+++ Dataset records
PR #4234, opened 2026-05-21
SNOW-3081273: fix Creating a stored procedure locally results in an unsupported version of cloudpicker

sfc-gh-yuwang:

   

   Fixes SNOW-3081273

   This PR fixes a Python 3.13 local-registration issue for Snowpark UDFs/stored procedures by changing auto-injected cloudpickle dependency specs from strict pins (==) to compatible lower bounds (>=), so server-side resolution can choose a supported version instead of failing on an exact local version match.

This change is safe because cloudpickle is backward compatible, meaning higher version can deserialize encoding create by lower version

### DIFF
--- a/src/snowflake/snowpark/session.py
+++ b/src/snowflake/snowpark/session.py
@@ -2133,7 +2133,7 @@ class Session:
             if isinstance(m, str) and m not in result_dict:
                 res.append(m)
             elif isinstance(m, ModuleType) and m.__name__ not in result_dict:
++++++
List all lines in the material containing the string "compatible".

   This PR fixes a Python 3.13 local-registration issue for Snowpark UDFs/stored procedures by changing auto-injected cloudpickle dependency specs from strict pins (==) to compatible lower bounds (>=), so server-side resolution can choose a supported version instead of failing on an exact local version match.
This change is safe because cloudpickle is backward compatible, meaning higher version can deserialize encoding create by lower version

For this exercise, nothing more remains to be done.